PR #135, opened 2025-01-20
e2e: ensures the route recalculated

mathetake:
Previously, internally `x-envoy-ai-gateway-selected-backend`
was used for routing. However, it has some conflicts with the 
EG default setting named `suprressEnvoyHeaders: true` and 
that caused the route recalculation ignored. This fixes it.
In general, we shouldn't use the Envoy internal headers 
x-envoy-* for headers we generate in this project.

Thanks @yuzisun for finding this out.


tests/extproc/envoy.yaml
```diff
@@ -59,8 +59,6 @@ static_resources:
                     typed_config:
                       "@type": type.googleapis.com/envoy.extensions.filters.http.ext_proc.v3.ExternalProcessor
                       allow_mode_override: true
-                      mutation_rules:
-                        allow_all_routing: true
```
mathetake, line 63: this was unneeded and makes the configuration diff between EG and raw envoy here smaller

api/v1alpha1/api.go
```diff
@@ -61,7 +61,7 @@ type AIGatewayRouteSpec struct {
 	// modifications to achieve the necessary jobs, notably inserting the AI Gateway filter responsible for
 	// the transformation of the request and response, etc.
 	//
-	// In the matching conditions in the AIGatewayRouteRule, `x-envoy-ai-gateway-model` header is available
+	// In the matching conditions in the AIGatewayRouteRule, `x-eaig-model` header is available
```
yuzisun, line 64: tbh, `eaig` looks like a typo unfortunately, suggest `x-ai-eg-model` which reads better?

mathetake: fixed

mathetake: let's stick to ai-eg-* from now!

PR #144, opened 2025-01-20
extproc: fix filter config marshalling

nacx:
The YAML library being used does not honor the `yaml` tags. It just considers the `json` ones and the extproc filter config was not unmarshaleld according to the defined values.
The `llmRequestCosts.metadataKey` and `MetadataNamespace` properties had wrong tags.


yuzisun:
If we use json tags, shall we reuse the types defined from the control plane API? I feel like we are duplicating the types and it is hard to maintain going forward.

mathetake (approved):
💯

mathetake:
Re: reusing - that's intentional and this is to decouple EG specific doc comment etc. for example backend here is a mere string vs the real Backend resource. If this gets really hard to maintain let's switch back to it, but for now let me take care of it:🙇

---*---

### [TASK GOAL]
Once you have counted the lines of the material that include "hard", give only that number.

### [RESPONSE FOR THIS EXERCISE]
2